== Task statement ==
Your answer is to be the count alone: the number of lines in the data below where "query" appears.

Records from a data source:
PR #893, opened 2026-01-16
Publisher-managed "deleted" support

### LINKED ISSUE #637: Allow publishers to mark servers as deprecated
See: https://discord.com/channels/1358869848138059966/1369487942862504016/1425290448548921436

We should offer a CLI-based mechanism for authenticated publishers to mark an entire server (i.e. all versions of a `name`) as `deprecated` status.

We should also include clear guidance for sub-registry implementors that this functionality exists and they should be reading the data accordingly. Maybe we start a guidebook on sub-registry implementor guidance?

pree-dew:
(Updated auto-generated PR description from @tadasant / Claude on Feb 22, 2026)

## Motivation and Context

Fixes #637

Server lifecycle management (deprecation and yanking) is a standard requirement for package registries. Use cases like rebranding, security vulnerabilities, and end-of-life servers demand the ability to mark servers as deprecated or deleted, with optional messaging to guide consumers toward alternatives.

### New API endpoints

- **`PATCH /v0/servers/{serverName}/versions/{version}/status`** — Update the lifecycle status of a single server version
- **`PATCH /v0/servers/{serverName}/status`** — Update the lifecycle status of all versions of a server in a single transaction

Both endpoints accept:
```json
{
  "status": "active|deprecated|deleted",
  "statusMessage": "Optional message (max 500 chars) explaining the change"
}
```

### New CLI command

- **`mcp-publisher status <serverName> [version]`** — Update server lifecycle status from the command line
  - `--status` (required): `active`, `deprecated`, or `deleted`
  - `--message`: Optional status message
  - `--all-versions`: Apply to all versions of the server (replaces the `<version>` argument)

### API response changes

`RegistryExtensions` now includes two new fields:
- `statusChangedAt` — Timestamp of the last status change
- `statusMessage` — Optional free-form message (e.g., deprecation reason, migration guidance)

### List endpoint changes

- New `include_deleted` query parameter on `GET /v0/servers` — defaults to `false`, hiding deleted servers from listings
- When `updated_since` is provided, `include_deleted` is automatically set to `true` for incremental sync

### Database

- Migration `013_add_status_fields.sql`: Adds `status_changed_at` (NOT NULL, initialized from `published_at`) and `status_message` columns to the `servers` table

### Design decisions (from review discussion)

- **Dedicated status endpoints** rather than overloading the existing edit endpoint
- **Bidirectional status transitions** — all transitions between `active`, `deprecated`, and `deleted` are allowed
- **`statusMessage` as free-form text** — no structured `nextName` or `alternativeUrl` fields (per maintainer feedback, to avoid complexity around chaining, trust transfer, etc.)
- **Publish permission** grants status change access (not limited to admin/edit)
- **Status message auto-cleared** when transitioning back to `active`
Good, now I have the full picture. Here's the addendum:

### Consumer-facing API changes

The new status fields live inside `_meta["io.modelcontextprotocol.registry/official"]` on every `ServerResponse`. This is the existing `RegistryExtensions` object — two new fields are added alongside the existing ones:

**Before:**
```json
{
  "server": { "name": "com.example/my-server", "...": "..." },
  "_meta": {
      "status": "active",
      "publishedAt": "2025-06-01T00:00:00Z",
      "updatedAt": "2025-06-15T00:00:00Z",
      "isLatest": true
    }
  }
}
```

**After:**
```json
{
  "server": { "name": "com.example/my-server", "...": "..." },
  "_meta": {
      "status": "deprecated",
      "statusChangedAt": "2026-02-01T12:00:00Z",
      "statusMessage": "Deprecated in favor of com.example/my-server-v2",
      "publishedAt": "2025-06-01T00:00:00Z",
      "updatedAt": "2026-02-01T12:00:00Z",
      "isLatest": true
    }
  }
}
```

| New field | Type | Present when |
|-----------|------|-------------|
| `statusChangedAt` | `string` (RFC3339) | Always — initialized to `publishedAt` for existing records |
| `statusMessage` | `string` (max 500 chars) | Only when set — `null`/omitted for active servers (auto-cleared on transition to active) |

These fields appear on **every endpoint that returns a `ServerResponse`**: `GET /v0/servers`, `GET /v0/servers/{name}`, `GET /v0/servers/{name}/versions/{version}`, and the new PATCH status endpoints.

### List endpoint filtering

`GET /v0/servers` gains an `include_deleted` query parameter:

| Scenario | Behavior |
|----------|----------|
| No `include_deleted` param | Deleted servers hidden (default `false`) |
| `include_deleted=true` | Deleted servers included in results |
| `updated_since` provided | `include_deleted` forced to `true` for incremental sync |

## How Has This Been Tested?

- Unit tests for status handler (`status_test.go`) covering status transitions, permission checks, validation errors, and the all-versions endpoint
- Unit tests for the CLI command (`status_test.go`)
- Integration with existing server/edit handler tests
- Database layer tests for the new status update and query methods
- Tested locally with `make dev-compose`

## Types of changes

## Checklist

## Open items from review

- [ ] `include_deleted` silent override: When `updated_since` is provided and `include_deleted=false` is explicitly passed, should return a 400 error rather than silently overriding ([thread](https://github.com/modelcontextprotocol/registry/pull/893#discussion_r2100879360)) — agreed upon but may not yet be implemented

### DIFF
--- a/internal/api/handlers/v0/status.go
+++ b/internal/api/handlers/v0/status.go
@@ -297,4 +297,3 @@ func validateBulkStatusTransition(versions []*apiv0.ServerResponse, newStatus mo
 	// No versions would have any changes
 	return huma.Error400BadRequest("No changes to apply: all versions already have the requested status and message")
 }
-


pree-dew:
Fixes #637

pkg/model/types.go
```diff
@@ -5,7 +5,7 @@ type Status string
 const (
 	StatusActive     Status = "active"
 	StatusDeprecated Status = "deprecated"
-	StatusDeleted    Status = "deleted"
+	StatusYanked     Status = "yanked"
```
tadasant: While I agree with the semantic reason for this change, I worry a bit about this being a breaking change. I think we don't currently have any data in the official registry using `deleted`, but I suspect a lot of downstream consumers do. 

So by default, I'd be inclined to keep it `deleted` (knowing we really mean `yanked`), and maybe leave an issue as something we consider addressing for a bigger, breaking GA launch of the registry.

pkg/api/v0/types.go
```diff
@@ -7,10 +7,14 @@ import (
...
 
 type RegistryExtensions struct {
-	Status      model.Status `json:"status" enum:"active,deprecated,deleted" doc:"Server lifecycle status"`
-	PublishedAt time.Time    `json:"publishedAt" format:"date-time" doc:"Timestamp when the server was first published to the registry"`
-	UpdatedAt   time.Time    `json:"updatedAt,omitempty" format:"date-time" doc:"Timestamp when the server entry was last updated"`
-	IsLatest    bool         `json:"isLatest" doc:"Whether this is the latest version of the server"`
+	Status          model.Status `json:"status" enum:"active,deprecated,yanked" doc:"Server lifecycle status"`
+	StatusChangedAt time.Time    `json:"statusChangedAt" format:"date-time" doc:"Timestamp when the server status was last changed"`
+	StatusMessage   *string      `json:"statusMessage,omitempty" doc:"Optional message explaining status change (e.g., deprecation reason, migration guidance)"`
+	AlternativeURL  *string      `json:"alternativeUrl,omitempty" format:"uri" doc:"Optional URL to alternative/replacement server for deprecated or yanked servers"`
```
tadasant: Do we need AlternativeURL in addition to StatusMessage and NewName? It feels redundant to me, and if someone really wants a non-registry reference (which would be NewName), they could put the URL in the StatusMessage. Or is there compelling reason to have the structured AlternativeURL?

internal/api/handlers/v0/edit.go
```diff
@@ -91,28 +96,30 @@ func RegisterEditEndpoints(api huma.API, pathPrefix string, registry service.Reg
...
+				currentStatus := currentServer.Meta.Official.Status
+				if !isValidStatusTransition(currentStatus, newStatus) {
+					return nil, huma.Error400BadRequest(fmt.Sprintf("Invalid status transition from %s to %s", currentStatus, newStatus))
+				}
 			}
 
 			// For now, only allow status changes for admins
 			// Future: Implement logic to allow server authors to change active <-> deprecated
-			// but only admins can set to deleted
+			// but only admins can set to yanked
```
tadasant: This comment is now outdated; should delete

internal/api/handlers/v0/edit.go
```diff
@@ -18,11 +20,14 @@ import (
...
 type EditServerInput struct {
-	Authorization string           `header:"Authorization" doc:"Registry JWT token with edit permissions" required:"true"`
-	ServerName    string           `path:"serverName" doc:"URL-encoded server name" example:"com.example%2Fmy-server"`
-	Version       string           `path:"version" doc:"URL-encoded version to edit" example:"1.0.0"`
-	Status        string           `query:"status" doc:"New status for the server (active, deprecated, deleted)" required:"false" enum:"active,deprecated,deleted"`
-	Body          apiv0.ServerJSON `body:""`
+	Authorization  string           `header:"Authorization" doc:"Registry JWT token with edit permissions" required:"true"`
+	ServerName     string           `path:"serverName" doc:"URL-encoded server name" example:"com.example%2Fmy-server"`
+	Version        string           `path:"version" doc:"URL-encoded version to edit" example:"1.0.0"`
+	Status         string           `query:"status" doc:"New status for the server (active, deprecated, yanked)" required:"false" enum:"active,deprecated,yanked"`
```
tadasant: This endpoint design feels awkward to me. I know we had precedent here with `status` already, but I think overloading this shape with being responsible for both `Body` (core ServerJSON) changes as well as status & associated fields (statusmessage, newname) 

Should we move status wrangling over to a dedicated PATCH endpoint?

To-date, status has only been an admin tool anyway, so I'm not worried about a breaking change in the API here.

cmd/publisher/commands/status.go
```diff
@@ -0,0 +1,278 @@
...
+	"net/http"
+	"net/url"
+	"os"
+	"path/filepath"
+	"strings"
+
+	apiv0 "github.com/modelcontextprotocol/registry/pkg/api/v0"
+)
+
+func StatusCommand(args []string) error {
```
tadasant, line 56: I'm not sure about calling this command `status`. It's also used for setting e.g. `newName`, which isn't necessarily associated with a status change. Can we make it more generic, like `mcp-publisher update`, `mcp-publisher patch` or something similar?

tadasant (commented):
Thank you @pree-dew for taking this on!

Added inline comments, and also: let's update `docs/reference/cli/commands.md` with notes on how to use the new CLI commands/options.

Some additional feedback by way of Claude (that I've picked out and agree with):

### 1. **newName pointing to itself**
There's no check preventing:
```bash
mcp-publisher status io.github.user/my-server --all-versions --status deprecated \
  --new-name io.github.user/my-server
```

The `validateNewName` function checks that the new server exists and user has permissions, but doesn't check if `newName == currentServerName`. This would create a self-referential deprecation.

### 2. **--all-versions isn't atomic**
Looking at `updateAllVersionsStatus` (lines 123-157):
```go
for _, v := range versions {
    if err := updateServerStatus(...); err != nil {
        failureCount++
    } else {
        successCount++
    }
}
```

Each version is updated in a **separate HTTP request**. If one fails mid-way:
- Some versions are deprecated, others aren't
- No rollback mechanism
- The `newName` could be set on some versions but not others

Can we make this happen in a transaction?

### 3. **newName without --all-versions at API level**
The CLI enforces `--new-name requires --all-versions`, but the **API doesn't**:
```go
// In validateNewName - only checks status, not all-versions
if input.Status != string(model.StatusDeprecated) && input.Status != string(model.StatusYanked) {
    return huma.Error400BadRequest("new_name can only be used with deprecated or yanked status")
}
```

Someone hitting the API directly could set `newName` on a single version, leaving other versions without it. This creates inconsistent state.

pree-dew:
@tadasant Thank you for the review, I will address the points. 

Also wanted your feedback on these questions:

Do we need bulk endpoint for status transitions, renaming for all servers?
Do we want to allow publisher to make status transition?
Do we want yanked package discoverable?

tadasant:
> Do we need bulk endpoint for status transitions, renaming for all servers?

If I understand the question correctly, we'd want the ability to e.g. "deprecate all versions of server with name `x`" for the case where we want to deprecate --all-versions; yes. We wouldn't need something like "deprecate all versions of all servers with names `x`, `y`, and `z` all together in one API call".

> Do we want to allow publisher to make status transition?

Yes.

> Do we want yanked package discoverable?

Ideally: it should show up on /servers?updated_since calls, but not by default on server details / server version history calls unless we provide some explicit query param that "unhides" them.

pree-dew:
> If I understand the question correctly, we'd want the ability to e.g. "deprecate all versions of server with name x" for the case where we want to deprecate --all-versions; yes.

Yes, for all versions of a server. Noted.

I will accommodate recommended changes.

pkg/api/v0/types.go
pree-dew: I think with a dedicated field, consumers/tools can:
- Automatically create clickable links in IDEs/terminals
- Extract URLs programmatically without regex parsing
- Validate that it's actually a valid URL
- Different authors format differently, making it hard for tooling to extract URLs reliably.
- The URL might not always be a direct alternative:
  - Migration guides
  - Documentation explaining the deprecation
  - Security advisories
  - Company announcements
- Package registries can enforce:
  - URL format validation
  - HTTPS requirement
  - Domain allowlists
  - Link checking

internal/api/handlers/v0/edit.go
pree-dew: This is fixed

internal/api/handlers/v0/edit.go
pree-dew: Agree. Added the details of new endpoints in the comment. https://github.com/modelcontextprotocol/registry/pull/893#issuecomment-3779031794

pree-dew:
**New Endpoints**

**Update Single Version Status**

Endpoint: PATCH /v0/servers/{serverName}/versions/{version}/status

Summary: Update MCP server status

Description: Update the status metadata of a specific version of an MCP server.
Requires edit permission for the server.
Request Body:
```
{
"status": "deprecated",
"statusMessage": "This server is deprecated, please migrate to v2",
"alternativeUrl": "https://github.com/example/new-server",
"newName": "com.example/new-server-name"
}
```

**Update All Versions Status**

Endpoint: PATCH /v0/servers/{serverName}/status

Summary: Update status for all versions of an MCP server

Description: Update the status metadata of all versions in a single transaction.
Either all versions are updated or none on failure.
Request Body: 
```
{
"status": "deprecated",
"statusMessage": "This server is deprecated, please migrate to v2",
"alternativeUrl": "https://github.com/example/new-server",
"newName": "com.example/new-server-name"
}
```

cmd/publisher/commands/status.go
pree-dew: I am happy to accommodate this change. Reasons that I thought are:

1. **Domain clarity:**  Status describes the domain action
(lifecycle management), while update/patch describes
the technical operation. Domain-focused naming is
better for CLI UX.
2. **Separation of concerns:** The project already has clear separation:
  - publish → add new version
  - edit → update server configuration
  - status → manage lifecycle state

3. **Constraint coupling:** Since newName is ONLY valid with deprecated/yanked status, it's fundamentally part of the status workflow, not independent metadata.

4. **User mental model**: When users want to deprecate/yank a server, they'll naturally think "status". When they want to change description/remotes, they'll think "edit".

Happy to hear your thoughts on this.

pree-dew:
> Do we need bulk endpoint for status transitions, renaming for all servers?

Added this endpoint

> Do we want yanked package discoverable?

Added a query parameter `include_yanked=true` in ListAllServers for unhiding yanked server or versions. For specific version queries and with updated_since it will return all versions.

pree-dew:
All review comments are addressed including Claude ones also.

Few questions @tadasant @rdimitrov 
1. Do we have to allow to publish permissions users to make status transitions? (Currently it is edit)
2. Do we want to change yanked to delete? It doesn't align with industry standard.
3. Earlier edit endpoint was under admin tag, any specific reason for this?

Let me know if the changes makes sense, I will update the documentation accordingly. Happy to hear your feedback on PR.

tadasant:
@pree-dew I had a chat with @rdimitrov about the direction we are taking this, and he had a point of feedback I think I agree with: by introducing this structured `nextName` field, we are opening up a bit of a pandora's box with respect to expected behavior and potential complexity for scenarios like "should we link together old and new servers in responses", "who can trust what", etc.

While I think we probably have an answer to each of those concerns in theory, it's probably unnecessary complexity to introduce it - we can solve the immediate pain of people asking to deprecate/rename their servers without overengineering a `nextName` solution that is not something anyone is hankering to leverage. So we are thinking to get rid of the `nextName` field and instead just encourage server maintainers to use the `statusMessage` field for this purpose - as a free-form, information-only (no implied programmatic `nextName` link) field. So instead of putting structured data in `nextName`, someone trying to deprecate and rename a server would simply mark the old one `status=deprecated` and `statusMessage="Deprecate in favor of com.server/new-name"`.

What do you think of that simplification?

pkg/api/v0/types.go
tadasant: This is probably similar to the concern here: https://github.com/modelcontextprotocol/registry/pull/893#issuecomment-3791994593

Let's decide on that, and if we do simplify `nextName` in favor of just `statusMessage`, I think the same logic would go here (we should also remove `alternativeUrl`)

pkg/model/types.go
tadasant: @pree-dew not sure if you saw this comment

tadasant: Oh sorry I see you asked here: https://github.com/modelcontextprotocol/registry/pull/893#issuecomment-3779171881

tadasant:
Other replies @pree-dew 

> Do we have to allow to publish permissions users to make status transitions? (Currently it is edit)

The Edit permission is only for admins -- so we actually want the publish permission to grant this access in this PR.

> Do we want to change yanked to delete? It doesn't align with industry standard.

The rename is a breaking change, so I'd rather we separate it out. Let's work to land this PR without that rename and we can separately track an issue to align this. I suspect we would only make this breaking change alongside a set of other breaking changes (or perhaps in the step to general availability).

> Earlier edit endpoint was under admin tag, any specific reason for this?

Just that we hadn't thought through the mechanics of how we wanted folks to manage their own, waiting for work like this. cc @modelcontextprotocol/registry-wg in case I'm forgetting anything.

cmd/publisher/commands/status.go
tadasant: Fair points -- I think I'm definitely OK with keeping it `status` if we end up agreeing to drop `newName` from this work.

pree-dew:
> @pree-dew I had a chat with @rdimitrov about the direction we are taking this, and he had a point of feedback I think I agree with: by introducing this structured `nextName` field, we are opening up a bit of a pandora's box with respect to expected behavior and potential complexity for scenarios like "should we link together old and new servers in responses", "who can trust what", etc.
> 
> While I think we probably have an answer to each of those concerns in theory, it's probably unnecessary complexity to introduce it - we can solve the immediate pain of people asking to deprecate/rename their servers without overengineering a `nextName` solution that is not something anyone is hankering to leverage. So we are thinking to get rid of the `nextName` field and instead just encourage server maintainers to use the `statusMessage` field for this purpose - as a free-form, information-only (no implied programmatic `nextName` link) field. So instead of putting structured data in `nextName`, someone trying to deprecate and rename a server would simply mark the old one `status=deprecated` and `statusMessage="Deprecate in favor of com.server/new-name"`.
> 
> What do you think of that simplification?

Idea behind adding nextName was when user has permission for both old and new server then only they can use the nextName field, all other cases will have to go via route of publish and deprecate, so that usage flow is clean and simple.  But we can take it up later.

pkg/api/v0/types.go
pree-dew: Noted, I will remove alternativeurl.

tadasant:
> > @pree-dew I had a chat with @rdimitrov about the direction we are taking this, and he had a point of feedback I think I agree with: by introducing this structured `nextName` field, we are opening up a bit of a pandora's box with respect to expected behavior and potential complexity for scenarios like "should we link together old and new servers in responses", "who can trust what", etc.
> > While I think we probably have an answer to each of those concerns in theory, it's probably unnecessary complexity to introduce it - we can solve the immediate pain of people asking to deprecate/rename their servers without overengineering a `nextName` solution that is not something anyone is hankering to leverage. So we are thinking to get rid of the `nextName` field and instead just encourage server maintainers to use the `statusMessage` field for this purpose - as a free-form, information-only (no implied programmatic `nextName` link) field. So instead of putting structured data in `nextName`, someone trying to deprecate and rename a server would simply mark the old one `status=deprecated` and `statusMessage="Deprecate in favor of com.server/new-name"`.
> > What do you think of that simplification?
> 
> Idea behind adding nextName was when user has permission for both old and new server then only they can use the nextName field, all other cases will have to go via route of publish and deprecate, so that usage flow is clean and simple. But we can take it up later.

The complexity we're more concerned about is consumer behavior _after_ the deprecation/setting of nextName. i.e. answering questions and creating standards around ideas like "how many `nextName` steps should we follow in a chain", "how does trust transfer from one to the other", "are there performance concerns with leveraging these fields when designing api endpoints that do things like 'return entire history of server XYZ include nextName chains'".

Thanks for being willing to revisit this later and simplify this down to just the informational statusMessage. We'll see how folks use this, and if it becomes common for folks to do things like "Deprecated in favor of new server at <newname>" + we get a chorus of folks asking to programmatically link them for some good reason, we can revisit.

pree-dew:
> The complexity we're more concerned about is consumer behavior after the deprecation/setting of nextName. i.e. answering questions and creating standards around ideas like "how many nextName steps should we follow in a chain", "how does trust transfer from one to the other", "are there performance concerns with leveraging these fields when designing api endpoints that do things like 'return entire history of server XYZ include nextName chains'".

Thanks for being willing to revisit this later and simplify this down to just the informational statusMessage. We'll see how folks use this, and if it becomes common for folks to do things like "Deprecated in favor of new server at " + we get a chorus of folks asking to programmatically link them for some good reason, we can revisit.

Noted @tadasant, I will make the recommended changes.

pree-dew:
@tadasant all changes are pushed as per the discussion, let me know if I can help with anything.

internal/api/handlers/v0/servers.go
```diff
@@ -82,6 +83,15 @@ func RegisterServersEndpoints(api huma.API, pathPrefix string, registry service.
 			}
 		}
 
+		// Handle include_deleted parameter
+		// When updated_since is provided, always include deleted for incremental sync
+		if filter.UpdatedSince != nil {
+			includeDeleted := true
+			filter.IncludeDeleted = &includeDeleted
```
KalleBylin: @pree-dew  I'm thinking that from the perspective of the consumer, this could silently override an explicit include_deleted=false, which might not be desired. Maybe we should either only force it to true if the parameter was completely omitted, or throw a 400 error if they explicitly pass false when performing an incremental sync. What do you think?

internal/api/handlers/v0/status.go
```diff
@@ -0,0 +1,274 @@
...
+
+// buildStatusChangeRequestFromBody constructs a StatusChangeRequest from the request body
+func buildStatusChangeRequestFromBody(body UpdateServerStatusBody) *service.StatusChangeRequest {
+	var statusMessage *string
+
+	newStatus := model.Status(body.Status)
+
+	// When transitioning to active status, clear status_message
+	if newStatus != model.StatusActive {
+		statusMessage = body.StatusMessage
```
KalleBylin, line 166: @pree-dew  What if a server publisher would like to leave some informative message once the server is active again (e.g. "security patches applied in v1.2.1")? Is this something that would be worth allowing?

KalleBylin: Maybe a specific functionality to clear status messages across all states would be better. I think passing an empty string currently does it but don't think that would be an intuitive solution 😄

KalleBylin: Thought about this a bit more and can't really think of use cases where the active status message would be useful. The example i gave is better suited in something like adedicated advisory system.

I'm good with how this is now 👌

internal/api/handlers/v0/servers.go
pree-dew: I agree that the silent behaviour will be misleading. If it is omitted then it will be true and if passed with updatedSince filter then:
1. inculde_deleted=true => will pass
2. include_deleted=false => will raise 400
Thanks @KalleBylin for highlighting this 👍

cmd/publisher/commands/status.go
```diff
@@ -0,0 +1,218 @@
...
+	if registryURL == "" {
+		registryURL = DefaultRegistryURL
+	}
+
+	// Update status
+	if *allVersions {
+		return updateAllVersionsStatus(registryURL, serverName, *status, *message, token)
+	}
+	return updateVersionStatus(registryURL, serverName, version, *status, *message, token)
+}
```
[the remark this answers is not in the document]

== Response to this task ==
7